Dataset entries
'''

PR #2862, opened 2023-01-18
Fix: Setting of variable REQUEST_FILENAME

PrajwalKrishna:
Currently `REQUEST_FILENAME` variable includes the domain name from the URL while according to the documentation this is not the expected behaviour.

The details of the existing bug can be found on an issue opened for the same - https://github.com/SpiderLabs/ModSecurity/issues/2853

### DIFF
--- a/test/test-cases/regression/variable-REQUEST_FILENAME.json
+++ b/test/test-cases/regression/variable-REQUEST_FILENAME.json
@@ -74,11 +74,12 @@
       ]
     },
     "expected":{
+      "http_code": 403,
       "debug_log":"Target value: \"/one/two/login.php\" \\(Variable: REQUEST_FILENAME\\)"
     },
     "rules":[
       "SecRuleEngine On",
-      "SecRule REQUEST_FILENAME \"@contains test \" \"id:1,phase:3,pass,t:trim\""
+      "SecRule REQUEST_FILENAME \"@eq /one/two/login.php \" \"id:1,phase:3,deny,status:403,t:trim\""
     ]
   }
 ]
--- a/test/test-cases/regression/variable-REQUEST_FILENAME.json
+++ b/test/test-cases/regression/variable-REQUEST_FILENAME.json
@@ -39,5 +39,46 @@
       "SecRuleEngine On",
       "SecRule REQUEST_FILENAME \"@contains test \" \"id:1,phase:3,pass,t:trim\""
     ]
+  },
+  {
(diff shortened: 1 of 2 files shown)


test/test-cases/regression/variable-REQUEST_FILENAME.json
```diff
@@ -39,5 +39,46 @@
...
+      "body":[
+        "no need."
+      ]
+    },
+    "expected":{
+      "debug_log":"Target value: \"/one/two/login.php\" \\(Variable: REQUEST_FILENAME\\)"
+    },
+    "rules":[
+      "SecRuleEngine On",
+      "SecRule REQUEST_FILENAME \"@contains test \" \"id:1,phase:3,pass,t:trim\""
```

'''

### Exercise
Output every record above exactly as it was given.

### Task answer
PR #2862, opened 2023-01-18
Fix: Setting of variable REQUEST_FILENAME

PrajwalKrishna:
Currently `REQUEST_FILENAME` variable includes the domain name from the URL while according to the documentation this is not the expected behaviour.

The details of the existing bug can be found on an issue opened for the same - https://github.com/SpiderLabs/ModSecurity/issues/2853

### DIFF
--- a/test/test-cases/regression/variable-REQUEST_FILENAME.json
+++ b/test/test-cases/regression/variable-REQUEST_FILENAME.json
@@ -74,11 +74,12 @@
       ]
     },
     "expected":{
+      "http_code": 403,
       "debug_log":"Target value: \"/one/two/login.php\" \\(Variable: REQUEST_FILENAME\\)"
     },
     "rules":[
       "SecRuleEngine On",
-      "SecRule REQUEST_FILENAME \"@contains test \" \"id:1,phase:3,pass,t:trim\""
+      "SecRule REQUEST_FILENAME \"@eq /one/two/login.php \" \"id:1,phase:3,deny,status:403,t:trim\""
     ]
   }
 ]
--- a/test/test-cases/regression/variable-REQUEST_FILENAME.json
+++ b/test/test-cases/regression/variable-REQUEST_FILENAME.json
@@ -39,5 +39,46 @@
       "SecRuleEngine On",
       "SecRule REQUEST_FILENAME \"@contains test \" \"id:1,phase:3,pass,t:trim\""
     ]
+  },
+  {
(diff shortened: 1 of 2 files shown)


test/test-cases/regression/variable-REQUEST_FILENAME.json
```diff
@@ -39,5 +39,46 @@
...
+      "body":[
+        "no need."
+      ]
+    },
+    "expected":{
+      "debug_log":"Target value: \"/one/two/login.php\" \\(Variable: REQUEST_FILENAME\\)"
+    },
+    "rules":[
+      "SecRuleEngine On",
+      "SecRule REQUEST_FILENAME \"@contains test \" \"id:1,phase:3,pass,t:trim\""
```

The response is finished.